Königswetter. Wahrlich, unsere Stadt und Gegend muß bei den himmlischen Wettermachern gut angeschrieben stehen. Langsam, aber sicher ging in den letzten tagen das Barometer herunter und die schlimmsten Befürchtungen wurden wach, ob wir nicht vor einer neuen Regenperiode stünden und der besuch unseres Landesherrn durch das himmlische Naß gestört würde. Aber strahlend stieg heute morgen die Sonne am östlichen Horizont empor, rotgolden glänzten einige weiße Wölkchen und im frischen, kühlen Morgenwinde blähten sich Fahnen und Girlanden, die Herrlichkeit und Schöne des Tages kündend. Schon vom frühen Morgen an regte sich alles in unsrer Stadt, um sich auf die Königsfeier vorzubereiten; die Kinder unserer Schulen versammelten sich, festlich gekleidet mir Schärpen in den Landesfarben, Sträußchen im Haar und die Mädchen zumeist in weißen Kleidern, die Vereine zogen auf, um Spalier zu bilden und überall auf den Straßen, die Se. Majestät passierte, sammelten sich Laufende, um dem König ihre Huldigung darzubringen. Pünktlich 9.37 Uhr lief der königliche Sonderzug auf dem hiesigen Bahnhofe ein, wo sich, da keinerlei Empfang befohlen war, die Herren Bürgermeister Dr. Paß und als Vertreter der Amtshauptmannschaft Regierungshauptmann v. Gehe–Glauchau meldeten. Das Töchterchen Brigitte des Herrn Dr. Paß überreichte Sr.
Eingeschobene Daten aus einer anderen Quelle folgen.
PR #270, opened 2020-10-17
Fix layout with sixel image backend

yoichi:
# Problem

With sixel image backend, unnecessary +2 on cursor up CSI sequence causes misalignment between image and text:

original

while +2 keeps alignment on terminal in fullscreen mode:

orig_full

# How to fix

* remove unnecessary +2 for terminal not in fullscreen mode
* fix row number calculation for terminal in fullscreen mode

# Screenshots of the fixed version

## not in fullscreen mode

fixed

## in fullscreen mode

fixed_full

# Environment

* onefetch runs on Ubuntu 20.04
* mlterm runs on Windows 10

### DIFF
--- a/src/onefetch/image_backends/sixel.rs
+++ b/src/onefetch/image_backends/sixel.rs
@@ -77,8 +77,10 @@ impl super::ImageBackend for SixelBackend {
             ioctl(STDOUT_FILENO, TIOCGWINSZ, &tty_size);
             tty_size
         };
-        let width_ratio = tty_size.ws_col as f64 / tty_size.ws_xpixel as f64;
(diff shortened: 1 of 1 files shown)


CephalonRho:
Both the previous version and your fixed version have the same (correct) alignment on my end (mlterm on NixOS).
I don't remember the exact reason I added 2 lines to the vertical movement, I tried a lot of offsets and those looked correct everywhere I tried.
You're right that removing it makes more sense mathematically, and it still works, so that seems fine.

I'm not sure what was wrong with the ratio calculations, I can only guess that there were rounding errors that I haven't encountered.

CephalonRho (approved):
Previous comment. Wrong button. Sorry.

Majestät beim Betreten des Bahnsteigs ein aus La France- und Schneeköniginrosen gewundenes und mit einem Bande in den Landesfarben geschmücktes Bukett, indem es den Monarchen dabei mit folgenden Worten begrüßte:

Herr König, in ganz Sachsenland
Seid Ihr als Kinderfreund bekannt,
Drum nehmt aus wahrem Herzensgrund
Den ersten Gruß von Kindermund.

Willkommen auf dem „Hohen Stein“!
Bescher Euch Gott stets Sonnenschein,
Steh’ Euch auch bei mit Heil und Rat
Und segne Eurer Kinder Pfad!

Se. Majestät freute sich herzlich über die kindliche Huldigung und dankte freundlich für den Strauß. Der König ging dann durch das Vestibül, wo die Beamten des Bahnhofes Aufstellung genommen hatten, auf den Vorplatz, wo die Fahnen unserer Vereine den Herrscher des Landes begrüßten. Im Gefolge Sr. Majestät befanden sich die Herren Minister des Innern Graf Bißthum v. Eckstädt, Oberstallmeister v. Haugk, Generaladjutant Generalmajor v. Tettenborn, Kreishauptmann Lossow, Geh. Regierungsrat Heink und Flügeladjutant v. Könneritz. Auf dem Wege durch die Moltkestraße*2 nach dem Rathause, den der König im Auto zurücklegte, während die Autos Herrn Kreishauptmanns und des Herrn Bürgermeisters voranfuhren, bildeten die Militärvereine Schützengesellschaften und die Feuerwehr Spalier, umsäumt von einer dichten Menschenkette, die mit unaufhörlichen Hochrufen den Herrscher begrüßte. Auf dem Markte hatten die Damen des Kornblumentages Reihen gebildet und wieder bereiteten hier Ungezählte dem König lebhafte und freudige Huldigungen. Unter Führung des Herrn Bürgermeisters begab sich Se. Majestät durch den östlichen Seiteneingang des Rathauses nach dem Stadtverordnetensaale, wo die Huldigung der Bürgerschaft vor sich ging.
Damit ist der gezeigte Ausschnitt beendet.